# E60 545 CDV Delete



## mrbelk (Dec 5, 2003)

I took redelivery of my ED 545 yesterday and have fallen in love with it all over again.

Getting the CDV replaced with DaveZ's modified one next Wednesday. I can't wait to feel how the clutch is supposed to feel like.

I took it over to a local DINAN shop who had done some work for my salesman and we got the car up on the rack, and let me say that the underbody of the new 5er's is pretty impressive. You know that Lexus LS commercial where they have the car inverted in the wind tunnel? It's like that, but even more complete. I'm going to try to be there when they actually do the work to get some shots of the underbody and I'll post them when I get them.

I got to get a good look at the active suspension bits and the cool floating rotors. I think this was the first E60 these guys have seen, and they appeared genuinely impressed by the engineering that went into the car. They all agreed that the E60 looks way better in the metal than in 2D; and they're all pretty much old-school bimmerphiles. They would have done the swap today, but the slave cylinder is behind a diffuser panel and beside one of the cats, so the car will have to sit for a couple hours before they can safely get to it.

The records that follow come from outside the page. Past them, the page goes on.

PR #4126, opened 2019-11-19
TO: Rewrite /osversions in Go

### LINKED ISSUE #3800: Rewrite /osversions to Go
## I'm submitting an ...

- Documentation (possibly)
- Traffic Ops

## Current behavior:
`/osversions` is handled by Perl

## Expected / new behavior:
`/osversions` should be handled by Go.

### Minimum API Version
1.1

### Request Methods
- [ ] `GET`

N/A

awilliams:

- [x] This PR fixes #3800 by rewriting the `/osversions` endpoint in Go

- CDN in a Box
- Documentation
- Traffic Control Client: Go
- Traffic Ops

- Run the `TestGetOSVersions` test case in the `traffic_ops/testing/api/v14/` package
- Run the `traffic_ops/traffic_ops_golang/iso` unit tests

\-

## Additional Information

- This PR introduces a change to the `osversions` configuration file. Previously, a Perl formatted `osversions.cfg` file was used by the Perl application. This changes the file to be JSON formatted and named `osversions.json`. This was discussed on the mailing list under the [_Proposal for rewriting /osversions handler_](https://lists.apache.org/thread.html/3e9b1710f62b11ca056f399cfd194f15be9c4bbfad77d3f2cd5c105b@%3Cdev.trafficcontrol.apache.org%3E) thread.
- A script to convert from the `.cfg` to `.json` format has been provided at `traffic_ops/app/bin/osversions-convert.pl` (thanks @ocket8888).


awilliams:
One question I had was whether to leave the old `osversions.cfg` as part of the RPM, in addition to the new `osversions.json`?

ocket8888:
For the time being, yes. Rawlin's working on an API blacklist that would let operators fall back on Perl in case of problems with an upgrade, so it'll need to support that for probably a major revision after the rewrite is merged.

traffic_ops/traffic_ops_golang/routing/routes.go
```diff
@@ -204,6 +205,9 @@ func Routes(d ServerData) ([]Route, []RawRoute, http.Handler, error) {
 		{1.1, http.MethodPost, `user/login/token(/|\.json)?$`, login.TokenLoginHandler(d.DB, d.Config), 0, NoAuth, nil},
 		{1.1, http.MethodPost, `user/reset_password(/|\.json)?$`, login.ResetPassword(d.DB, d.Config), 0, NoAuth, nil},
 
+		//ISO
+		{1.1, http.MethodGet, `osversions/?$`, iso.GetOSVersions, auth.PrivLevelReadOnly, Authenticated, nil},
```
ocket8888: this should also support a trailing `.json` since Perl did.

PR #4127, opened 2019-11-19
Rewrite GET stats_summary from Perl to Golang

### LINKED ISSUE #3832: Rewrite /stats_summary to Go
## I'm submitting an ...

- Documentation (possibly)
- Traffic Ops

## Current behavior:
`/stats_summary` is handled by Perl

## Expected / new behavior:
`/stats_summary` should be handled by Go.

### Minimum API Version
1.1

### Request Methods
- [ ] `GET`

N/A

mhoppa:

- [x] This PR fixes #3832

- Documentation
- Traffic Control Golang Client 
- Traffic Ops
- Traffic Stats

Run API tests (once added to PR) or pull down and manually test to ensure stats summary matches parity with perl implementation


traffic_ops/traffic_ops_golang/trafficstats/stats_summary.go
```diff
@@ -0,0 +1,127 @@
...
+func getLastSummaryDate(w http.ResponseWriter, r *http.Request, inf *api.APIInfo) {
+	queryParamsToSQLCols := map[string]dbhelpers.WhereColumnInfo{
+		"statName": dbhelpers.WhereColumnInfo{"stat_name", nil},
+	}
+	where, _, _, queryValues, errs := dbhelpers.BuildWhereAndOrderByAndPagination(inf.Params, queryParamsToSQLCols)
+	if len(errs) > 0 {
+		api.HandleErr(w, r, inf.Tx.Tx, http.StatusInternalServerError, nil, util.JoinErrs(errs))
+		return
+	}
+	query := selectQuery() + where + " ORDER BY summary_time DESC"
```
ocket8888: I can cause an internal server error in this endpoint by passing the `orderby` query parameter. It isn't listed as supported for this type of request to this endpoint, but typically unexpected/undocumented parameters have no effect and when they cause errors like this it can make it hard for the client to figure out what they did wrong. Plus that's technically a client error, because the poor form of their request caused the failure.

I think maybe `dbhelpers.BuildWhereAndOrderByAndPagination` might be overkill for this when you just wanna add an optional `WHERE` and a static `ORDER BY`. The way I see it, you have three options:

The shift throws are a little long, so I will probably also get an SSK from UUC as soon as they have one for the E60. The clutch travel is also pretty long after the engagement zone, so a clutch stop of some form or another is also in order.

Loving my 545,

-MrB


----------



## Ågent99 (Jan 7, 2002)

Sounds good...we need pics! 

Chris


----------



## marinakorp (Oct 3, 2003)

the E39 (540) is similar to that... covered with panels, etc


----------



## mrbelk (Dec 5, 2003)

I never even saw the underbody of my 330, much less an E39. I'm not surprised at all, though. One thing's for sure, when they got the car up on the rack, it was damn hot under there. There were little air scoops and collectors all over the place to manage airflow into the undercarriage to cool the tranny and rear diff, etc.

-MrB


----------



## DZeckhausen (Mar 11, 2003)

marinakorp said:


> the E39 (540) is similar to that... covered with panels, etc


Actually, the E39 and the E60 are very different. The E39 has a belly pan that extends from the front bumper to the back of the motor and ends at the interface to the transmission. Removing the CDV is easy, since it's dangling right there in plain view. Installing a short shifter, even one with a new selector rod, does not require removing any panels at all. In contrast, the new E60 has panels that extend all the way to rear of the car and they must be removed to gain access to anything.









*2004 BMW 530i 6-Speed*


----------



## mrbelk (Dec 5, 2003)

The 545 undercarriage looks a bit different, since there are exhaust manifolds/headers/pipes/whatever coming off both sides of the block, but what you showed is essentially what I saw.

-MrB


----------